Arsenio Centeno, el enfermero de Cona Niyeu que resultó
víctima de la explosión de un tubo de gas cuando se desempeñaba en la vivienda
en la que funcionaba provisoriamente el centro de salud del paraje, contó cómo
fue esa dramática experiencia y cómo se recupera actualmente en el Sanatorio
Güemes de Capital Federal.
Centeno destacó la atención del personal, donde consideró
que todo fue excelente y pudo estar muy bien atendido. “Ya estamos retornando a
Viedma para seguir el tratamiento, donde me puedan ver oftalmólogos, cirujanos
plásticos, porque tengo quemaduras en las manos, en la cara y pérdida de visión.
Todavía no tengo diagnóstico sobre las secuelas que me van a quedar”, aseguró.
En cuanto al día de la explosión dijo que su tarea depende
del Hospital de Sierra Grande que tiene varios CAPS para cubrir. “El centro de
Salud de Cona Niyeu viene hace muchos años con falencias, se están cuarteando
las paredes y levantando el piso por lo que desde Salud y Comisiones de Fomento se decidió arreglar el
edificio. Antes de que empiecen nos consiguieron la vivienda del docente, pero no tenía gas,
estaba clausurado. Sólo funcionaba con gas envasado”, explicó.
Por ello, “nos trajeron dos caloventores pero no dan abasto,
es mucho el frio, la helada, la nieve. Así que nos trajeron un tubo grande. Ese
día salí del trabajo, fui a mi casa a comer y después pensaba que tenía que
hacer algo, por eso me vine a cambiar el tubo”.

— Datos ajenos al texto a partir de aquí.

PR #1932, opened 2024-04-23
Extend test coverage of dashboard app components.file

Dhwaniartefact:
Extend test coverage of components `file/views.py` in dashboard app

### DIFF
--- a/tests/dashboard/components/file/test_views.py
+++ b/tests/dashboard/components/file/test_views.py
@@ -1,0 +1,403 @@
+import json
+import uuid
+from unittest import mock
+
+import elasticSearchFunctions
+import pytest
+from components import helpers
+from django.urls import reverse
+from main import models
+
+
+@pytest.fixture
+def dashboard_uuid(db):
+    helpers.set_setting("dashboard_uuid", str(uuid.uuid4()))
+
+
+@pytest.fixture
+def transfer(db):
+    return models.Transfer.objects.create()
+
+
+@pytest.fixture
+def sip(db):
+    return models.SIP.objects.create()
+
+
+@pytest.fixture
+def file(db):
+    return models.File.objects.create()
+
+
+@mock.patch("elasticSearchFunctions.get_client")
+def test_file_details(_get_client, admin_client, dashboard_uuid, file, sip, mocker):
+    mocker.patch(
+        "elasticSearchFunctions.get_transfer_file_info",
+        return_value={
+            "filename": "LICENSE",
+            "fileuuid": str(file.uuid),
+            "sipuuid": str(sip.uuid),
+            "status": "backlog",
+            "size": 0.032919883728027344,
+            "tags": [],
+            "bulk_extractor_reports": [],
+            "format": [
+                {"puid": "x-fmt/111", "format": "Generic TXT", "group": "Text (Plain)"}
+            ],
+            "pending_deletion": False,
+        },
+    )
+    response = admin_client.get(reverse("file:file_details", args=[file.uuid]))
+    assert response.status_code == 200
+
+    content = json.loads(response.content.decode("utf8"))
+    assert content["id"] == str(file.uuid)
+    assert content["title"] == "LICENSE"
+
+
+@mock.patch("elasticSearchFunctions.get_client")
+@pytest.mark.parametrize(
+    "mock_file_info, status_code",
+    [
+        ("get_transfer_file_info returned no exact results", 404),
+        ("unknown error", 500),
+    ],
+    ids=["no exact results", "unknown error"],
+)
+def test_file_details_handles_exceptions(
+    _get_client, admin_client, dashboard_uuid, file, mocker, mock_file_info, status_code
+):
+    mocker.patch(
+        "elasticSearchFunctions.get_transfer_file_info",
+        side_effect=elasticSearchFunctions.ElasticsearchError(mock_file_info),
+    )
+
+    response = admin_client.get(reverse("file:file_details", args=[file.uuid]))
+    assert response.status_code == status_code
+
+    assert json.loads(response.content.decode("utf8")) == {
+        "success": False,
+        "message": mock_file_info,
+    }
+
+
+@mock.patch("elasticSearchFunctions.get_client")
+@mock.patch(
+    "elasticSearchFunctions.get_transfer_file_info",
+    return_value={
+        "filename": "piiTestDataCreditCardNumbers.txt",
+        "relative_path": "test-bulk-extract-a239e3e1-0391-46da-94d7-25a3e8509b45/data/objects/piiTestDataCreditCardNumbers.txt",
+        "status": "backlog",
+        "size": 0.00026416778564453125,
+        "tags": [],
+        "file_extension": "txt",
+        "bulk_extractor_reports": ["ccn"],
+        "format": [
+            {"puid": "x-fmt/111", "format": "Generic TXT", "group": "Text (Plain)"}
+        ],
+    },
+)
+def test_bulk_extractor_if_missing_reports_exist(
+    _get_client, _get_transfer_file_info, admin_client, dashboard_uuid, file, sip
+):
+    response = admin_client.get(reverse("file:bulk_extractor", args=[file.uuid]))
+    assert response.status_code == 400
+
+    assert response.json() == {
+        "success": False,
+        "message": "Requested file is missing the following requested reports: pii",
+    }
+
+
+@mock.patch("components.file.views.len", side_effect=[0])
+def test_bulk_extractor_validates_reports_parameter_with_len_mock(
+    _len, admin_client, dashboard_uuid, file
+):
+    response = admin_client.get(
+        reverse("file:bulk_extractor", kwargs={"fileuuid": file.uuid})
+    )
+    assert response.status_code == 400
+
+    assert json.loads(response.content.decode()) == {
+        "success": False,
+        "message": "No reports were requested.",
+    }
+
+
+@mock.patch("elasticSearchFunctions.get_client")
+@pytest.mark.parametrize(
+    "mock_file_info, status_code",
+    [
+        ("get_transfer_file_info returned no exact results", 404),
+        ("unknown error", 500),
+    ],
+    ids=["no exact results", "unknown error"],
+)
+def test_bulk_extractor_handles_exceptions(
+    _get_client, admin_client, dashboard_uuid, file, mocker, mock_file_info, status_code
+):
+    mocker.patch(
+        "elasticSearchFunctions.get_transfer_file_info",
+        side_effect=elasticSearchFunctions.ElasticsearchError(mock_file_info),
+    )
+
+    response = admin_client.get(
+        reverse("file:bulk_extractor", kwargs={"fileuuid": file.uuid})
+    )
+    assert response.status_code == status_code
+
+    assert json.loads(response.content.decode("utf8")) == {
+        "success": False,
+        "message": mock_file_info,
+    }
+
+
+@pytest.mark.django_db
+@mock.patch("elasticSearchFunctions.get_client")
+def test_bulk_extractor_status_code_200(
+    _get_client,
+    admin_client,
+    dashboard_uuid,
+    mocker,
+    transfer,
+    sip,
+):
+    file = models.File.objects.create(uuid=uuid.uuid4(), transfer=transfer, sip=sip)
+    mocker.patch(
+        "elasticSearchFunctions.get_transfer_file_info",
+        return_value={
+            "filename": "piiTestDataCreditCardNumbers.txt",
+            "fileuuid": str(file.uuid),
+            "sipuuid": str(sip.uuid),
+            "status": "backlog",
+            "created": 1713465340.0109284,
+            "size": 0.00026416778564453125,
+            "tags": [],
+            "file_extension": "txt",
+            "bulk_extractor_reports": ["ccn", "pii"],
+            "format": [
+                {"puid": "x-fmt/111", "format": "Generic TXT", "group": "Text (Plain)"}
+            ],
+            "pending_deletion": False,
+        },
+    )
+    mocker.patch(
+        "requests.get",
+        return_value=mocker.Mock(
+            status_code=200,
+            text="""64	378282246310005	rican Express - 378282246310005 02. American E
+                                                          104	371449635398431	rican Express - 371449635398431 03. American E
+                                                          154	378734493671000	ess Corporate - 378734493671000 04. Australian
+                                                          197	5610591081018250	lian BankCard - 5610591081018250 05. Discover -
+                                                          230	6011000990139424	 05. Discover - 6011000990139424 06. JCB - 3566
+                                                          258	3566002020360505	9424 06. JCB - 3566002020360505 """,
+        ),
+    )
+    response = admin_client.get(
+        reverse("file:bulk_extractor", kwargs={"fileuuid": file.uuid})
+    )
+    assert response.status_code == 200
+
+
+@pytest.mark.django_db
+@mock.patch("elasticSearchFunctions.get_client")
+def test_bulk_extractor_status_code_other_than_200(
+    _get_client, admin_client, dashboard_uuid, mocker, caplog, transfer, sip
+):
+    file = models.File.objects.create(uuid=uuid.uuid4(), transfer=transfer, sip=sip)
+    mocker.patch(
+        "elasticSearchFunctions.get_transfer_file_info",
+        return_value={
+            "filename": "piiTestDataCreditCardNumbers.txt",
+            "fileuuid": file.uuid,
+            "sipuuid": sip.uuid,
+            "status": "backlog",
+            "created": 1713465340.0109284,
+            "size": 0.00026416778564453125,
+            "tags": [],
+            "file_extension": "txt",
+            "bulk_extractor_reports": ["ccn", "pii"],
+            "format": [
+                {"puid": "x-fmt/111", "format": "Generic TXT", "group": "Text (Plain)"}
+            ],
+            "pending_deletion": False,
+        },
+    )
+    mocker.patch(
+        "requests.get",
+        return_value=mocker.Mock(status_code=500, text="""Internal Server Error"""),
+    )
+    response = admin_client.get(
+        reverse("file:bulk_extractor", kwargs={"fileuuid": file.uuid})
+    )
+    assert response.status_code == 200
+
+    assert (
+        f"Unable to retrieve ccn report for file with UUID {file.uuid}; response: ('Internal Server Error',)"
+        in ([rec.message for rec in caplog.records[1::2]])
+    )
+    assert f"Unable to retrieve ccn report for file with UUID {file.uuid}" in (
+        [(rec.message).split(";")[0] for rec in caplog.records[1::2]]
+    )
+    assert " response: ('Internal Server Error',)" in (
+        [(rec.message).split(";")[1] for rec in caplog.records[1::2]]
+    )
+
+
+@mock.patch("elasticSearchFunctions.get_client")
+def test_transfer_file_tags(_get_client, admin_client, dashboard_uuid, file, mocker):
+    mocker.patch(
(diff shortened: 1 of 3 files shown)


tests/dashboard/components/file/test_views.py
```diff
@@ -0,0 +1,405 @@
...
+            ],
+            "pending_deletion": False,
+        },
+    )
+    response = admin_client.get(reverse("file:file_details", args=[file.uuid]))
+    assert response.status_code == 200
+
+    content = json.loads(response.content.decode("utf8"))
+    assert content["id"] == str(file.uuid)
+    assert content["title"] == "LICENSE"
```
replaceafill: Would it be possible to assert against the entire `content` mapping instead of just two keys, i.e. `assert content == {...}`? I find that helps you catch mistakes more often.

tests/dashboard/components/file/test_views.py
```diff
@@ -0,0 +1,405 @@
...
+
+
+@pytest.mark.parametrize(
+    "mock_file_info, status_code",
```
replaceafill: I noticed this is the content of an error message. What's the meaning of `mock_file_info`?

tests/dashboard/components/file/test_views.py
```diff
@@ -0,0 +1,405 @@
...
+    [
+        ("get_transfer_file_info returned no exact results", 404),
+        ("unknown error", 500),
+    ],
+    ids=["no exact results", "unknown error"],
+)
+def test_file_details_handles_exceptions(
+    admin_client, dashboard_uuid, file, mocker, mock_file_info, status_code
```
replaceafill: Let's keep `parametrize` or `patch` decorators as the initial parameters of the test functions. Fixtures can come after.

```suggestion
    mock_file_info, status_code, admin_client, dashboard_uuid, file, mocker
```

tests/dashboard/components/file/test_views.py
```diff
@@ -0,0 +1,405 @@
...
+            "size": 0.032919883728027344,
+            "tags": [],
+            "bulk_extractor_reports": [],
+            "format": [
+                {"puid": "x-fmt/111", "format": "Generic TXT", "group": "Text (Plain)"}
+            ],
+            "pending_deletion": False,
+        },
+    )
+    response = admin_client.get(reverse("file:file_details", args=[file.uuid]))
```
replaceafill, line 52:
```suggestion

    response = admin_client.get(reverse("file:file_details", args=[file.uuid]))
```

tests/dashboard/components/file/test_views.py
```diff
@@ -0,0 +1,405 @@
...
+    assert response.status_code == status_code
+
+    assert json.loads(response.content.decode("utf8")) == {
+        "success": False,
+        "message": mock_file_info,
+    }
+
+
+def test_bulk_extractor_if_missing_reports_exist(
```
replaceafill: This name is not very clear. What is an example of a missing report that exists?

tests/dashboard/components/file/test_views.py
```diff
@@ -0,0 +1,405 @@
...
+    assert response.status_code == 400
+
+    assert response.json() == {
+        "success": False,
+        "message": "Requested file is missing the following requested reports: pii",
+    }
+
+
+@mock.patch("components.file.views.len", side_effect=[0])
+def test_bulk_extractor_validates_reports_parameter_with_len_mock(
```
replaceafill: There's no need to mention the mechanics of the test in its name (suppose we need to change how the test works, we'd need to update the name). Names should reflect the purpose of the test not how it does it.

tests/dashboard/components/file/test_views.py
```diff
@@ -0,0 +1,405 @@
...
+    assert response.status_code == 400
+
+    assert json.loads(response.content.decode()) == {
+        "success": False,
+        "message": "No reports were requested.",
+    }
+
+
+@pytest.mark.parametrize(
+    "mock_file_info, status_code",
```
replaceafill: Same comment about `mock_file_info` as above.

tests/dashboard/components/file/test_views.py
```diff
@@ -0,0 +1,405 @@
...
+    assert response.status_code == status_code
+
+    assert json.loads(response.content.decode("utf8")) == {
+        "success": False,
+        "message": mock_file_info,
+    }
+
+
+@pytest.mark.django_db
+def test_bulk_extractor_status_code_200(
```
replaceafill: Do we need the `status_code_200` in this name?

tests/dashboard/components/file/test_views.py
```diff
@@ -0,0 +1,405 @@
...
+    admin_client,
+    dashboard_uuid,
+    mocker,
+    transfer,
+    sip,
+):
+    file = models.File.objects.create(uuid=uuid.uuid4(), transfer=transfer, sip=sip)
```
replaceafill: I have not tested, but you could try reusing the `file` fixture here instead of creating a new file. Maybe something like this would work:

```suggestion
    file.transfer = transfer
    file.sip = sip
    file.save()
```

tests/dashboard/components/file/test_views.py
```diff
@@ -0,0 +1,405 @@
...
+                                                          154	378734493671000	ess Corporate - 378734493671000 04. Australian
+                                                          197	5610591081018250	lian BankCard - 5610591081018250 05. Discover -
+                                                          230	6011000990139424	 05. Discover - 6011000990139424 06. JCB - 3566
+                                                          258	3566002020360505	9424 06. JCB - 3566002020360505 """,
+        ),
+    )
+    response = admin_client.get(
+        reverse("file:bulk_extractor", kwargs={"fileuuid": file.uuid})
+    )
+    assert response.status_code == 200
```
replaceafill, line 215: Can something be asserted about the contents of the `response` here? What is the view supposed to return?

tests/dashboard/components/file/test_views.py
```diff
@@ -0,0 +1,405 @@
...
+    mocker.patch(
+        "requests.get",
+        return_value=mocker.Mock(
+            status_code=200,
+            text="""64	378282246310005	rican Express - 378282246310005 02. American E
+                                                          104	371449635398431	rican Express - 371449635398431 03. American E
+                                                          154	378734493671000	ess Corporate - 378734493671000 04. Australian
+                                                          197	5610591081018250	lian BankCard - 5610591081018250 05. Discover -
+                                                          230	6011000990139424	 05. Discover - 6011000990139424 06. JCB - 3566
+                                                          258	3566002020360505	9424 06. JCB - 3566002020360505 """,
```
replaceafill: If you're not asserting anything about the `response` are all these lines necessary? Could a couple be enough?

tests/dashboard/components/file/test_views.py
```diff
@@ -0,0 +1,405 @@
...
+        ),
+    )
+    response = admin_client.get(
+        reverse("file:bulk_extractor", kwargs={"fileuuid": file.uuid})
+    )
+    assert response.status_code == 200
+
+
+@pytest.mark.django_db
+def test_bulk_extractor_status_code_other_than_200(
```
replaceafill: Rename this to reflect what it's doing/looking for/ensuring/etc.

tests/dashboard/components/file/test_views.py
```diff
@@ -0,0 +1,405 @@
...
+    assert (
+        f"Unable to retrieve ccn report for file with UUID {file.uuid}; response: ('Internal Server Error',)"
+        in ([rec.message for rec in caplog.records[1::2]])
+    )
+    assert f"Unable to retrieve ccn report for file with UUID {file.uuid}" in (
+        [(rec.message).split(";")[0] for rec in caplog.records[1::2]]
+    )
+    assert " response: ('Internal Server Error',)" in (
+        [(rec.message).split(";")[1] for rec in caplog.records[1::2]]
+    )
```
replaceafill: The [caplog](https://docs.pytest.org/en/latest/how-to/logging.html#caplog-fixture) fixture allows you to filter levels and loggers. Use that instead of manually iterating the records.

tests/dashboard/components/file/test_views.py
```diff
@@ -0,0 +1,405 @@
...
+
+
+def test_transfer_file_tags(admin_client, dashboard_uuid, file, mocker):
```
replaceafill: I think most of the tests of the `TransferFileTags` class should be renamed. They're exposing unnecessary details of what they're testing. The docstring of that class provides a very good example of what the class is doing:

https://github.com/artefactual/archivematica/blob/37ba46a6f90d64282f9f8f94acc635949c4c52a1/src/dashboard/src/components/file/views.py#L19-L21

So, instead of naming things like `get_method`, `put_method`, etc. why don't you use similar wording `fetch`, `set` and `remove` (without any `method` suffix).

tests/dashboard/components/file/test_views.py
```diff
@@ -0,0 +1,405 @@
...
+        "elasticSearchFunctions.set_file_tags",
+        return_value=["test"],
+    )
+    response = admin_client.put(
+        reverse("file:transfer_file_tags", args=[file.uuid]),
+        data=json.dumps(tag_to_update),
+    )
+    assert response.status_code == 200
+
+    assert response.json() == {"success": True}
```
replaceafill, line 356: I've noticed some asserts use `json.loads(...) == {}` and some use `response.json() == {}`. Could we make them consistent?

tests/dashboard/components/file/test_views.py
```diff
@@ -0,0 +1,405 @@
...
+def sip(db):
+    return models.SIP.objects.create()
+
+
+@pytest.fixture
+def file(db):
+    return models.File.objects.create()
+
+
+def test_file_details(admin_client, dashboard_uuid, file, mocker):
```
replaceafill: Instead of using the `mocker` fixture which needs an extra dependency, let's start moving towards Python's standard [`unittest.mock`](https://docs.python.org/3/library/unittest.mock.html#unittest.mock.patch) module.

replaceafill (changes requested):
This is a good start @Dhwaniartefact, but I think the tests should be named more consistently and not expose details on how they're implemented. I like this [article](https://enterprisecraftsmanship.com/posts/you-naming-tests-wrong/) that recommends a few guidelines for naming tests.

tests/dashboard/components/file/test_views.py
Dhwaniartefact: sure noted

tests/dashboard/components/file/test_views.py
Dhwaniartefact: Let me assert here.

tests/dashboard/components/file/test_views.py
Dhwaniartefact: Thanks for suggestion.

Dhwaniartefact:
> This is a good start @Dhwaniartefact, but I think the tests should be named more consistently and not expose details on how they're implemented. I like this [article](https://enterprisecraftsmanship.com/posts/you-naming-tests-wrong/) that recommends a few guidelines for naming tests.

I have done my best to rename the test functions. Let me know if anything needs to be changed.

tests/dashboard/components/file/test_views.py
replaceafill: Could we replace `mocker` entirely with `unittest.mock`?

Dhwaniartefact: sure

tests/dashboard/components/file/test_views.py
```diff
@@ -0,0 +1,459 @@
...
+    "error_message, status_code",
+    [
+        ("get_transfer_file_info returned no exact results", 404),
+        ("unknown error", 500),
+    ],
+    ids=["no exact results", "unknown error"],
+)
+@mock.patch("elasticSearchFunctions.get_client")
+@mock.patch("elasticSearchFunctions.get_transfer_file_info")
+def test_file_details_handle_exceptions(
```
replaceafill:
```suggestion
def test_file_details_handles_exceptions(
```

tests/dashboard/components/file/test_views.py
```diff
@@ -0,0 +1,459 @@
...
+    error_message,
+    status_code,
+    admin_client,
+    dashboard_uuid,
+    file,
+):
+    get_transfer_file_info.side_effect = elasticSearchFunctions.ElasticsearchError(
+        error_message
+    )
+    response = admin_client.get(reverse("file:file_details", args=[file.uuid]))
```
replaceafill, line 91:
```suggestion

    response = admin_client.get(reverse("file:file_details", args=[file.uuid]))
```

tests/dashboard/components/file/test_views.py
```diff
@@ -0,0 +1,459 @@
...
+    error_message,
+    status_code,
+    admin_client,
+    dashboard_uuid,
+    file,
+):
+    get_transfer_file_info.side_effect = elasticSearchFunctions.ElasticsearchError(
+        error_message
+    )
+    response = admin_client.get(
```
replaceafill, line 164:
```suggestion

    response = admin_client.get(
```

tests/dashboard/components/file/test_views.py
```diff
@@ -0,0 +1,459 @@
...
+    "error_message, status_code",
+    [
+        ("get_transfer_file_info returned no exact results", 404),
+        ("unknown error", 500),
+    ],
+    ids=["no exact results", "unknown error"],
+)
+@mock.patch("elasticSearchFunctions.get_client")
+@mock.patch("elasticSearchFunctions.get_transfer_file_info")
+def test_bulk_extractor_handle_exceptions(
```
replaceafill:
```suggestion
def test_bulk_extractor_handles_exceptions(
```

tests/dashboard/components/file/test_views.py
```diff
@@ -0,0 +1,459 @@
...
+        "sipuuid": str(sip.uuid),
+        "status": "backlog",
+        "tags": [],
+        "bulk_extractor_reports": ["ccn", "pii"],
+        "format": [
+            {"puid": "x-fmt/111", "format": "Generic TXT", "group": "Text (Plain)"}
+        ],
+        "pending_deletion": False,
+    }
+    with mock.patch(
```
replaceafill: Why does need to be a context manager?

tests/dashboard/components/file/test_views.py
```diff
@@ -0,0 +1,459 @@
...
+                "context": "9424 06. JCB - 3566002020360505 ",
+            },
+        ],
+    }
+
+
+@pytest.mark.django_db
+@mock.patch("elasticSearchFunctions.get_client")
+@mock.patch("elasticSearchFunctions.get_transfer_file_info")
+def test_bulk_extractor_handles_exception_if_no_missing_reports(
```
replaceafill: This name is still not clear. You handle an exception when there are no reports missing?

tests/dashboard/components/file/test_views.py
```diff
@@ -0,0 +1,459 @@
...
+        "fileuuid": file.uuid,
+        "sipuuid": sip.uuid,
+        "status": "backlog",
+        "tags": [],
+        "bulk_extractor_reports": ["ccn", "pii"],
+        "format": [
+            {"puid": "x-fmt/111", "format": "Generic TXT", "group": "Text (Plain)"}
+        ],
+    }
+    with mock.patch(
```
replaceafill: Why does need to be a context manager?

tests/dashboard/components/file/test_views.py
```diff
@@ -0,0 +1,459 @@
...
+    "exception, status_code",
+    [
+        (elasticSearchFunctions.ElasticsearchError("No tags"), 400),
+        (elasticSearchFunctions.EmptySearchResultError("No tags"), 404),
+    ],
+    ids=["Elasticsearch error", "Empty search result error"],
+)
+@mock.patch("elasticSearchFunctions.get_client")
+@mock.patch("elasticSearchFunctions.get_file_tags")
+def test_transfer_file_tags_handle_exceptions(
```
replaceafill:
```suggestion
def test_transfer_file_tags_handles_exceptions(
```

tests/dashboard/components/file/test_views.py
```diff
@@ -0,0 +1,459 @@
...
+    get_file_tags,
+    get_client,
+    exception,
+    status_code,
+    admin_client,
+    dashboard_uuid,
+    file,
+):
+    get_file_tags.side_effect = exception
+    response = admin_client.get(reverse("file:transfer_file_tags", args=[file.uuid]))
```
replaceafill, line 331:
```suggestion

    response = admin_client.get(reverse("file:transfer_file_tags", args=[file.uuid]))
```

tests/dashboard/components/file/test_views.py
```diff
@@ -0,0 +1,459 @@
...
+        "message": "No tags",
+    }
+
+
+@mock.patch("elasticSearchFunctions.get_client")
+@mock.patch(
+    "elasticSearchFunctions.set_file_tags",
+    return_value=["test"],
+)
+def test_transfer_file_tags_if_update_tags(
```
replaceafill:
```suggestion
def test_transfer_file_tags_updates_tags(
```

tests/dashboard/components/file/test_views.py
```diff
@@ -0,0 +1,459 @@
...
+    response = admin_client.put(
+        reverse("file:transfer_file_tags", args=[file.uuid]),
+        data=json.dumps(tag_to_update),
+    )
+    assert response.status_code == 200
+
+    assert response.json() == {"success": True}
+
+
+def test_transfer_file_tags_fails_if_no_JSON_document_requested(
```
replaceafill:
```suggestion
def test_transfer_file_tags_fails_if_no_document_provided(
```

tests/dashboard/components/file/test_views.py
```diff
@@ -0,0 +1,459 @@
...
+    response = admin_client.put(reverse("file:transfer_file_tags", args=[file.uuid]))
+    assert response.status_code == 400
+
+    assert response.json() == {
+        "success": False,
+        "message": "No JSON document could be decoded from the request.",
+    }
+
+
+def test_transfer_file_tags_fails_if_updated_tag_is_not_list(
```
replaceafill:
```suggestion
def test_transfer_file_tags_fails_if_provided_tags_are_not_in_a_list(
```

tests/dashboard/components/file/test_views.py
```diff
@@ -0,0 +1,459 @@
...
+        "message": "No tags",
+    }
+
+
+@mock.patch("elasticSearchFunctions.get_client")
+@mock.patch(
+    "elasticSearchFunctions.set_file_tags",
+    return_value=["test"],
+)
+def test_transfer_file_tags_if_tags_are_removed(
```
replaceafill: This name is not clear.

tests/dashboard/components/file/test_views.py
```diff
@@ -0,0 +1,459 @@
...
+    "exception, status_code",
+    [
+        (elasticSearchFunctions.ElasticsearchError("No tags"), 400),
+        (elasticSearchFunctions.EmptySearchResultError("No tags"), 404),
+    ],
+    ids=["Elasticsearch error", "Empty search result error"],
+)
+@mock.patch("elasticSearchFunctions.get_client")
+@mock.patch("elasticSearchFunctions.set_file_tags")
+def test_transfer_file_tags_handle_exceptions_if_tags_are_removed(
```
replaceafill:
```suggestion
def test_transfer_file_tags_handle_exceptions_when_removing_tags(
```

replaceafill (changes requested):
I suggested a few changes:
* Maybe a pattern for naming the test functions could be`test_[some_function]_[executes an action/reacts to something]_[when/on some condition]`
* Try to group blocks in the test function as: [given/setup environment] [when/call function] [then/assert] leaving blank lines between them

I'm also curious why a couple of mocks are used as context managers with the `with` statement but most of them are decorators.

replaceafill (approved):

Había quedado los caloventores encendidos. “Abrí la llave
del tubo grande y empezó a salir el gas y no lo pudimos cerrar. Había un chico
que yo tenía que atender y mi hijo que fue a ayudar, nos salvamos de milagro”,
recordó.
“De pronto explotó todo y no había techo ni nada, yo tenía
un corte sangrando en la mano, me hicieron una sutura y de ahí no me acuerdo más
nada”, afirmó.
Fueron trasladados a Sierra Grande. Su hijo fue atendido
allí y el otro chico se recuperó en Viedma. “Nosotros hacemos todo, el mantenimiento,
la limpieza, lo que venga, accidentes,
partos, si hay que quedarse a la noche lo hacemos, o asistir en los campos. A mí
me gusta el trabajo que hago así que soporto muchas cosas”, aseguró.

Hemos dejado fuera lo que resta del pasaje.